吴思源没想过自己是不是天然弯,他这一辈子长到二十几岁,就只喜欢过郑明坤一个人。第一次确定性向是因为他,第一次上床也是因为他。郑明坤占据了他生命中太多太多个第一次,他爱郑明坤的年月,甚至超出了自己生命的一半儿,若要割舍,就是肝肠寸断,是抛掉半条命去。
第一次见面时,郑明坤是自己的同桌,那人生得格外旁,而恰好自己身形极瘦,两个人想来是绝配,坐在一起,正好谁都不觉得拥挤。
郑明坤是个豪爽的人,爱结交朋友,又好善乐施,很快便跟班里大多数的人打成一片,而吴思源近水楼台,自然是郑明坤最好的朋友。
吴思源是个早慧的人,心思较同龄人深沉。他起先很诧异,为什么郑明坤无论遇到哪个同学都可以笑脸相迎,也不明白郑明坤哪来的那么多快乐,以至于每天都乐呵个不停。所以他只是学着郑明坤的样子待人接物,乐观、开朗、以至于活成了旁人眼里的沙雕和戏精。
不过,他发现,做“郑明坤”这样的人,的确会快活的多。
那时候,他俩成绩都很好,第一第二轮流坐,朋友遍布,老师喜欢,日子过得顺风顺水,每天都是吆五喝六与呼朋唤友。
他们一起在球场上挥洒汗水,带领着班里的篮球队拿下了年级第一的好成绩;他们一同在教室里谈天说地;他们把关爱与阳光洒向每一个同学,他们把班级变成了人人都羡慕的样子……
那是吴思源一生之中最无忧无虑的日子,也是人生漫长煎熬中,最为简单幸福的岁月。
而这简简单单的兄弟情是从何时开始变质的呢?
是了,潘多拉魔盒开启于一场俗套的三角恋,无非是他爱她,她却爱他的戏码。
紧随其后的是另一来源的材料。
Issue #2334, opened 2017-02-24
Functions that use the precompiled DLL in non-root folder aren't returned by "api/functions" call


alrod:
I have the following structure:

```
FunctionName\
  - function.json
bin
  - assembly.dll
```

The function FunctionName doesn't show up at all, until I add an empty content file to the folder. Expected behavior: show only function.json if a script content file doesn't exist.

move from portal repo:
https://github.com/projectkudu/AzureFunctionsPortal/issues/925

watashiSHUN:
so what should the `script URL` look like in this case? in my simple fix, `api/functions` simply return `null` which will make portal display nothing (change it to the address of `assembly.dll` is not going to generate a pretty display either?)

```
[{
	"name": "dllFunTest",
	"function_app_id": null,
	"script_root_path_href": "https://shunfunctionapp.scm.azurewebsites.net/api/vfs/site/wwwroot/dllFunTest/",
	"script_href": null,
	"config_href": "https://shunfunctionapp.scm.azurewebsites.net/api/vfs/site/wwwroot/dllFunTest/function.json",
	"secrets_file_href": "https://shunfunctionapp.scm.azurewebsites.net/api/vfs/data/functions/secrets/dllFunTest.json",
	"href": "https://shunfunctionapp.scm.azurewebsites.net/api/functions/dllFunTest",
	"config": {
		"bindings": [{
			"type": "manualTrigger",
			"direction": "in",
			"name": "input"
		}],
		"disabled": false
	},
	"files": null,
	"test_data": ""
},
{
	"name": "ManualTriggerCSharp1",
	"function_app_id": null,
	"script_root_path_href": "https://shunfunctionapp.scm.azurewebsites.net/api/vfs/site/wwwroot/ManualTriggerCSharp1/",
	"script_href": "https://shunfunctionapp.scm.azurewebsites.net/api/vfs/site/wwwroot/ManualTriggerCSharp1/run.csx",
	"config_href": "https://shunfunctionapp.scm.azurewebsites.net/api/vfs/site/wwwroot/ManualTriggerCSharp1/function.json",
	"secrets_file_href": "https://shunfunctionapp.scm.azurewebsites.net/api/vfs/data/functions/secrets/ManualTriggerCSharp1.json",
	"href": "https://shunfunctionapp.scm.azurewebsites.net/api/functions/ManualTriggerCSharp1",
	"config": {
		"bindings": [{
			"type": "manualTrigger",
			"direction": "in",
[...]

PR #2338, opened 2017-03-01
address issue #2334

watashiSHUN:
address issue #2334 
"function.json"
```
{
    "scriptFile": "bin/Debug/PreCompiledFunctionSample.dll",
    "entryPoint": "PreCompiledFunctionSample.MyFunction.Run",
     ...
}
```
kudu/api/functions:
```
[{
        ...
	"script_href": "https://shunfunctionapp.scm.azurewebsites.net/api/vfs/site/wwwroot/dllTest/bin/Debug/PreCompiledFunctionSample.dll",
	"config_href": "https://shunfunctionapp.scm.azurewebsites.net/api/vfs/site/wwwroot/dllTest/function.json",
	"secrets_file_href": "https://shunfunctionapp.scm.azurewebsites.net/api/vfs/data/functions/secrets/dllTest.json",
	"href": "https://shunfunctionapp.scm.azurewebsites.net/api/functions/dllTest"
        ...
}]
```
`DeterminePrimaryScriptFile()` comes from this [commit](https://github.com/Azure/azure-webjobs-sdk-script/commit/71142175acd4a48a938c79951861492583576313).

TODO: refactor this function into a library

### DIFF
--- a/Kudu.Core/Functions/FunctionManager.cs
+++ b/Kudu.Core/Functions/FunctionManager.cs
@@ -106,7 +106,7 @@ namespace Kudu.Core.Functions
                     FileSystemHelpers
                     .GetDirectories(_environment.FunctionsPath)
                     .Select(d => TryGetFunctionConfigAsync(Path.GetFileName(d))));
-                    // TryGetFunctionConfigAsync checks the existence of function.config
+                    // TryGetFunctionConfigAsync checks the existence of function.json
             return configList.Where(c => c != null);
         }
 
@@ -261,12 +261,13 @@ namespace Kudu.Core.Functions
         private FunctionEnvelope CreateFunctionConfig(string configContent, string functionName)
         {
             var functionConfig = JObject.Parse(configContent);
+            var functionPath = GetFunctionPath(functionName);
 
             return new FunctionEnvelope
             {
                 Name = functionName,
-                ScriptRootPathHref = FilePathToVfsUri(GetFunctionPath(functionName), isDirectory: true),
-                ScriptHref = FilePathToVfsUri(DeterminePrimaryScriptFile(functionConfig, GetFunctionPath(functionName))),
+                ScriptRootPathHref = FilePathToVfsUri(functionPath, isDirectory: true),
+                ScriptHref = FilePathToVfsUri(DeterminePrimaryScriptFile(functionConfig, functionPath)),
                 ConfigHref = FilePathToVfsUri(GetFunctionConfigPath(functionName)),
                 SecretsFileHref = FilePathToVfsUri(GetFunctionSecretsFilePath(functionName)),
                 Href = GetFunctionHref(functionName),
@@ -303,7 +304,7 @@ namespace Kudu.Core.Functions
             else
             {
                 string[] functionFiles = FileSystemHelpers.GetFiles(scriptDirectory,"*.*", SearchOption.TopDirectoryOnly)
-                    .Where(p => Path.GetFileName(p).ToLowerInvariant() != "function.json")
+                    .Where(p => ! String.Equals(Path.GetFileName(p),"function.json", StringComparison.OrdinalIgnoreCase))
                     .ToArray();
 
                 if (functionFiles.Length == 0)
@@ -321,8 +322,8 @@ namespace Kudu.Core.Functions
                     // if there is a "run" file, that file is primary,
                     // for Node, any index.js file is primary
                     functionPrimary = functionFiles.FirstOrDefault(p =>
-                        Path.GetFileNameWithoutExtension(p).ToLowerInvariant() == "run" ||
-                        Path.GetFileName(p).ToLowerInvariant() == "index.js");
+                        String.Equals(Path.GetFileNameWithoutExtension(p),"run",StringComparison.OrdinalIgnoreCase) ||
+                        String.Equals(Path.GetFileName(p),"index.js",StringComparison.OrdinalIgnoreCase));
                 }
             }
 
--- a/Kudu.Core/Functions/FunctionManager.cs
+++ b/Kudu.Core/Functions/FunctionManager.cs
@@ -1,5 +1,6 @@
 ﻿using System;
 using System.Collections.Generic;
+using System.Configuration;
 using System.IO;
 using System.Linq;
 using System.Threading.Tasks;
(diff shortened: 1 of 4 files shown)


Kudu.Core/Functions/FunctionManager.cs
```diff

那时,他们才刚刚初二,班里有个女生对周宏远穷追不舍,吴思源只需要一眼就看得出,周宏远对那女生没兴趣,可偏偏郑明坤却偏偏对这件事上心得很。起先,吴思源觉得奇怪,可他的奇怪只维持了几分钟,而几分钟之后,他明白了一个事实,郑明坤喜欢那个女生。
得出这个结论后,吴思源气恼地很,这种情绪来得太突然,以至于他尚没有功夫去想,自己究竟因何而生气。
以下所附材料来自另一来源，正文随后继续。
PR #2347, opened 2017-03-06
Fix DebugConsole monospace font for Macs

snobu:
Added **Monaco** to DebugConsole font list. Courier makes the console look like it's 1995 on a Mac (which depending on the nostalgia factor could be regarded as a feature)..

Before (Courier New):
screen shot 2017-03-06 at 11 09 31 am

After (Monaco):
screen shot 2017-03-06 at 11 07 24 am

### DIFF
--- a/Kudu.Services.Web/Content/Styles/FileBrowser.css
+++ b/Kudu.Services.Web/Content/Styles/FileBrowser.css
@@ -86,7 +86,7 @@ div.upload-unzip-show {
 }
 
 div.zip-upload-text {
-    font-family: Consolas, 'Lucida Console', 'Courier New', monospace;
+    font-family: Consolas, Monaco, 'Lucida Console', 'Courier New', monospace;
     font-size: large;
     position: relative;
     text-align: center;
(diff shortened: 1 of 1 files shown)


davidebbo:
I'm not much of a font person. @lindydonna what do you think? :)

snobu:
The main idea here being that everything on a Mac uses Monaco and Courier looks a little alien there..   C 👽 urier

davidebbo:
To tell you how clueless I am about fonts, I didn't even know there was one called Monaco. Interestingly, it's not an option in Word/Outlook. Maybe it's a Mac only thing?

davidebbo:
Ok, so on Windows, your change makes no difference at all. So I assume it only affects Mac. Can you confirm? I'm fine getting that in.

snobu:
Correct. No Monaco on Windows, it doesn't affect a thing. Monaco is a Mac thing only, like kind of what Consolas is to Windows. High-DPIs very well.. If that's a verb...

lindydonna:
@snobu I like the change!  Monaco is my favorite monospace font on the Mac.

PR #2349, opened 2017-03-06
Preserve original order of PATH items

toddbrownmcis:
Updated Env.cshtml to preserve the original order of PATH items.  The original order of PATH items is significant, ordering them alphabetically is wrong.


davidebbo:
Fair enough.

davidebbo:
Thanks for the contrib!

Issue #2342, opened 2017-03-03
Function listsecret API creates secrets even when function does not exist


davidebbo:
e.g. doing a `POST /api/functions/bogus/listsecrets` creates and returns a secret. Instead, it should return a 404 if the Function folder does not exist.

jvano:
Hi

If the problem persists and is related to running it on Azure App Service, please open a support incident in Azure:
https://learn.microsoft.com/en-us/azure/azure-portal/supportability/how-to-create-azure-support-request

This way we can better track and assist you on this case

Thanks,

Joaquin Vano
Azure App Service

PR #2359, opened 2017-03-13
check function existance before creating function keys, #2342

watashiSHUN:
if the function folder is not found, it returns a 404:
```
https://azurekudufunctionapp.scm.azurewebsites.net/api/functions/ManualTriggerJS4/listsecrets

{
  "Message": "An error has occurred.",
  "ExceptionMessage": "Function (ManualTriggerJS4) does not exist",
  "ExceptionType": "System.IO.FileNotFoundException",
  "StackTrace":  ...
}
```
to be safer, we call also read the `function.json` to [make sure the function is valid](https://github.com/projectkudu/kudu/blob/master/Kudu.Core/Functions/FunctionManager.cs#L116-L120).

### DIFF
--- a/Kudu.Core/Functions/FunctionManager.cs
+++ b/Kudu.Core/Functions/FunctionManager.cs
@@ -195,7 +195,7 @@ namespace Kudu.Core.Functions
         public async Task<FunctionSecrets> GetFunctionSecretsAsync(string functionName)
         {
             // check to see if the function folder exists
-            GetFunctionPath(functionName);
+            GetFuncPathAndCheckExistance(functionName);
             return await GetKeyObjectFromFile<FunctionSecrets>(functionName, new FunctionSecretsJsonOps());
         }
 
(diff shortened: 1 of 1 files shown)


watashiSHUN:
since this is the only **GetXYZPath()** that might throw an exception (compared to [these](https://github.com/projectkudu/kudu/blob/master/Kudu.Core/Functions/FunctionManager.cs#L410-L420)) and because `listsecret()` depends on this behavior, I renamed the function in case future code change forget about this

Kudu.Core/Functions/FunctionManager.cs
```diff
@@ -376,7 +378,7 @@ private string GetFunctionPath(string name)
 
         private string GetFunctionConfigPath(string name)
         {
-            return Path.Combine(GetFunctionPath(name), Constants.FunctionsConfigFile);
+            return Path.Combine(GetFuncPathAndCheckExistance(name), Constants.FunctionsConfigFile);
```
davidebbo: It's spelled 'exist**e**nce' :)

davidebbo:
Other than misspelling 'misspelled', looks good! :)

PR #2362, opened 2017-03-15
Fix proper flowing requestid and jwt

suwatch:


suwatch:
For deployment inproc (thru /deploy), we flow requestid and jwt thru IEnvironment.    Except in one git push (postreceive), we will have to flow via env variables.

davidebbo:
This was merged earlier.

Issue #2340, opened 2017-03-03
Kudu REST call failure should be logged to azure logging table


suwatch:
For any REST call failure, we should log to Kusto (azure logging table).  It should contain.

  - REST api path (w/o query string)
  - Http Status
  - Exception or error message
  - RequestId for correlation - this might already be there.
  - Optionally Latency
  - Optionallu UserAgent, ClientPrincipal (these are incoming headers)

jvano:
Hi

If the problem persists and is related to running it on Azure App Service, please open a support incident in Azure:
https://learn.microsoft.com/en-us/azure/azure-portal/supportability/how-to-create-azure-support-request

This way we can better track and assist you on this case

Thanks,

Joaquin Vano
Azure App Service

PR #2368, opened 2017-03-20
add ETWTracer to kudu

watashiSHUN:
capture

first line is the test output of :
image
second line:
image
third line:
image

fix issue #2340, but not yet tested in geneva


watashiSHUN:
@suwatch why in [traceModule](https://github.com/projectkudu/kudu/blob/master/Kudu.Services.Web/Tracing/TraceModule.cs#L222) we use `Guid.NewGuid()`, but in [ninject](https://github.com/projectkudu/kudu/blob/master/Kudu.Core/Environment.cs#L138) we use `Guid.Empty` for missing requestId?

PR #2374, opened 2017-03-21
Update detailed tracing agent GUID

pharring:
In a future Antares build (targeting end of April 2017) , we will be updating the ServiceProfilerAgent.dll which is used to assist with profiling. In that update, we will remove support for (what we call) the V1V2 circular monitor agent. V3 will be the only one supported in Antares.

Therefore, the ```DetailedTracingAgentGuid``` constant needs to be updated to the V3 agent GUID:
https://github.com/projectkudu/kudu/blob/master/Kudu.Services/Diagnostics/ProfileManager.cs#L22

This change can be made now. V3 has been available since November 2016, so it is already in all Antares stamps.

Just updating the GUID is enough. There are no other changes required.


davidebbo:
@safihamid / @puneet-gupta, could you test with a private Kudu build that things still work on Azure with this change? If so, I'll merge.

puneet-gupta:
I just saw this...will test tomorrow and confirm...thanks

puneet-gupta:
@davidebbo  verified that this GUID works. tested with a private built of KUDU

他的心中聚集着一团火,将他烧得浑身滚烫而干燥,他愤怒,他无助,他不知该作何解释,更不知该如何发泄,只得将这复杂的情绪闷在心里,变作古怪的冷漠。而这所有没由来得情绪,落在郑明坤和周宏远眼里,不过是在闹别扭。在他明白这一切后,又觉得失望无比。可他究竟在为何而失望,又说也说不清。
想来,他最需要的,也不过是郑明坤能哄哄自己吧。
这场不尴不尬的三角恋的最后,谁都没跟李薇扬在一起。或者说,这只是他们生活中,一个无足轻重的小插曲,他们当然可以像以前一样,每天插科打诨、打打闹闹,可吴思源知道,有些东西早就变了,变得面目全非,再也回不到从前。
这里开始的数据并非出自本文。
PR #2377, opened 2017-03-23
remove TODO comment on list-secrets

watashiSHUN:
this `TODO` was created at [this commit back in March 2016](https://github.com/projectkudu/kudu/commit/f9947cc441240dcb266698e2539ca8a30b5480fa) and could be removed by [this commit in May 2016](https://github.com/projectkudu/kudu/commit/0bfe30f857fb61a67a31ef17e57a15bac4443845)

btw, why are we using `POST` instead of `PUT` for "list-secrets"?


davidebbo:
POST is the standard ARM pattern for what would normally be a GET, but cannot be because it's sensitive and we don't want 'readers' to access it.

Issue #2380, opened 2017-03-24
Linux: Custom Kuduscript-generated scripts fail


nickwalkmsft:
Custom bash deployment scripts and associated .deployment files generated by a developer, checked into a repo and pushed to a Linux App Service result in deployment failure with confusing "cannot execute binary file" error.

他喜欢郑明坤。不是对朋友、对兄弟的喜欢,而是想要共度一生的爱情。
他当然挣扎过,但挣扎过后,他认了。喜欢这样一个人,是再平常不过的。有些人,注定就是要做别人生命中的太阳的。
他们的关系在初三那年才彻底恢复。又或者说,需要恢复关系的,从来都只有吴思源和郑明坤两个。在巨大的升学压力面前,吴思源终于放下了那些时不时的剑拔弩张与阴阳怪气,他学会了妥协,也学会了搁置。
他们为一道题而面红耳赤,他们为一场考试而你争我赶,他们风华正茂,书生意气,为自己的黄金
时代,划下浓墨重彩的一笔。
这一年里,吴思源也偶尔做过一些傻事,在ktv里唱《勇气》,出去玩时半真半假的对郑明坤说些情情爱爱,亦或是用肉麻地方式握住郑明坤的手,小心摩挲。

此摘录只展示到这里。